# iPhone pics?



## minde21 (Feb 5, 2014)

Can anyone tell me if there's a way to post pics from my phone that works. Every time I try to post a pic it doesn't upload and says upload failed. 


Sent from Petguide.com Free App


----------



## Brave (Oct 26, 2012)

I think it has to do with this version of PG FREE. normally I can post photos, but since I got this update it doesn't let me. 


Sent from Petguide.com Free App


----------



## Darthsadier (May 17, 2013)

I only use my IPhone to post on here and it wasn't until recently that I was able to upload pictures. I'm not sure what changed tho. 

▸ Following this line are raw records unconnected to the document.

Issue #107, opened 2018-05-10
Add script to remove old unverified emails


groovecoder:
We need a script that will delete old unverified emails. Which means we will also want to add a `created` timestamp on `email_hashes`.

PR #291, opened 2018-08-25
for #107: script to delete unverified subscribers

groovecoder:


pdehaan:
How does this work? Are we calling it via cron job?
I’m a bit confused about timing. If we run this daily at midnight to purge unverified, it feels like we need more checks. Say I create an account at 11:53pm, and am waiting for a verification email, or get sidetracked. 7 minutes later at midnight, the cron job runs, deleting my 7 minute old unverified account before I had a chance to verify. Not sure what our messaging is on trying to verify a deleted account, but I’m guessing we’d just consider it an invalid token and balk.

Not sure if we need some more foot gun protection where we say, delete all unverified accounts where the creation date was over 24h ago. That way, users always have at least a full day to verify their account before we dump it in the bin.

scripts/delete-unverified-subscribers.js
```diff
@@ -0,0 +1,14 @@
...
+
+
+async function deleteUnverifiedSubscribers() {
+  await DB.deleteUnverifiedSubscribers();
+}
+
+
+(async () => {
+  await deleteUnverifiedSubscribers();
+  process.exit();
```
pdehaan: Does this need a `try..catch` in case something goes wrong? I’m fearing the `process.exit()` never executing if the delete errors and having a stalled child process.

scripts/delete-unverified-subscribers.js
```diff
@@ -0,0 +1,14 @@
...
+const DB = require("../db/DB");
+
+
+async function deleteUnverifiedSubscribers() {
+  await DB.deleteUnverifiedSubscribers();
+}
+
+
+(async () => {
+  await deleteUnverifiedSubscribers();
```
pdehaan: Why not just call the `DB.deleteUnverifiedSubscribers()` directly instead of the proxy func?

groovecoder:
Ah yes, this also needs an update to add `createdAt` and `modifiedAt` columns to the `subscribers` table. Then the logic here will change to `where({ verified: false, {createdAt, "<=", Date.now() - 24*60*60*1000}})`

pdehaan:
I found https://github.com/TryGhost/knex-migrator while trying to see if ESLint had any knex specific configs/plugins. I didn’t see Postgres as a supported DB, but wasn’t sure if it wasn’t supported, or not tested.

.env-dist
```diff
@@ -6,6 +6,7 @@ PORT=6060
 COOKIE_SECRET=3895d33b5f9730f5eb2a2067fe0a690e298f55f5e382c032fd3656863412
 
 DATABASE_URL="postgres://postgres@localhost:5432/blurts"
+DELETE_UNVERIFIED_SUBSCRIBERS_TIMER=86400
```
pdehaan: May want a comment here saying this is in seconds.

groovecoder:
I fixed the knex migration - we are supposed to have a timestamp on our `initial_schema.js` migration so `knex` knows the order of the migrations.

Sent from Petguide.com Free App


----------



## minde21 (Feb 5, 2014)

Oh well I guess I'll just have to get on my computer and upload some.  time to break out my cannon 50D 


Sent from Petguide.com Free App


----------



## lhowemt (Jun 28, 2013)

I can still upload with the app, but I use android. The way you do it is different, now after I hit reply, I have to go to the upper right of my screen which has three dots in a vertical line. When I select that I get options, one of which is to add a photo. The three dots is an Android thing, I believe, but I bet iphone/pad have a way to do it, it may just take a bit of playing around to discover.


----------



## Shellbug (Nov 14, 2013)

I am testing it here on my iPhone. Let me see if this works 


Sent from Petguide.com Free App


----------



## Shellbug (Nov 14, 2013)

No problem here.... Maybe internet connection? 

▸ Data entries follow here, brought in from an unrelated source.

PR #297, opened 2018-08-27
fix #251: verify signatures of SNS messages

### LINKED ISSUE #251: Use SES for emails

groovecoder:


middleware.js
```diff
@@ -1,25 +1,5 @@
 "use strict";
 
-const auth = require("basic-auth");
-
-const AppConstants = require("./app-constants");
-
-
-function checkSESAuth (user, pass) {
-  return user === AppConstants.SES_USERNAME && pass === AppConstants.SES_PASSWORD;
```
pdehaan: Are we using `SES_USERNAME` or `SES_PASSWORD` still?


```sh
$ git grep SES_USERNAME
  # .env-dist:SES_USERNAME=""
  # app-constants.js:  "SES_USERNAME",
  # middleware.js:  return user === AppConstants.SES_USERNAME && pass === AppConstants.SES_PASSWORD;

$ git grep SES_PASSWORD
  # .env-dist:SES_PASSWORD=""
  # app-constants.js:  "SES_PASSWORD",
  # middleware.js:  return user === AppConstants.SES_USERNAME && pass === AppConstants.SES_PASSWORD;
```

groovecoder: Good catch! We can remove them now.

package.json
```diff
@@ -38,6 +39,7 @@
     "jest": "^23.5.0",
     "jest-tap-reporter": "^1.9.0",
     "node-mocks-http": "^1.7.0",
+    "nodemon": "^1.18.3",
```
pdehaan: Are we using **nodemon** somewhere?
I didn't see it in any npm scripts or used anywhere specifically.

groovecoder: I started using it locally. This PR includes a new `nodemonConfig` section in `package.json` so we can use `nodemon server.js` to automatically refresh the `server.js` process when files are changed. I'll add it to the README>

groovecoder:
Added nodemon to README. Going to merge this before it bit-rots.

Sent from Petguide.com Free App


----------



## lhowemt (Jun 28, 2013)

here is a screenshot


----------



## Shellbug (Nov 14, 2013)

Man that's not cool :-/ 


Sent from Petguide.com Free App


----------



## minde21 (Feb 5, 2014)

Yeah it's different on the iPhone but it keeps telling me it's a domain error 


Sent from Petguide.com Free App


----------



## lhowemt (Jun 28, 2013)

I really dislike the new app. It seems to have lots of.errors where it.says there are no topics. And whatever the portal is I will never know because it never successfully loads anything.

Sent from Petguide.com Free App


----------



## abradshaw71 (Jan 13, 2014)

What do you use on the iPhone? I didn't know there was one.


----------



## Emz (Feb 25, 2013)

Is there an app for iPhone? 
I can only load A single picture at a time per post. when using my iPad or iPhone. Very annoying


----------



## Brave (Oct 26, 2012)

I use the PetGuide Free App on both my iPhone and iPad. 


Sent from Petguide.com Free App


----------



## minde21 (Feb 5, 2014)

*Posted from my iPhone on the web site*

Well I'm checking to see if this works.


----------



## minde21 (Feb 5, 2014)

Lol only let's me upload one at a time


----------



## jennretz (Jul 24, 2013)

Did anybody ever figure this out? Do not like the upgrade!


----------



## Brave (Oct 26, 2012)

I still cannot upload via any apps.  


Sent from Petguide.com Free App


----------



## minde21 (Feb 5, 2014)

Yeah I never did get it to work. Now I'm back to Android and it works fine. 

Sent from Petguide.com Free App


----------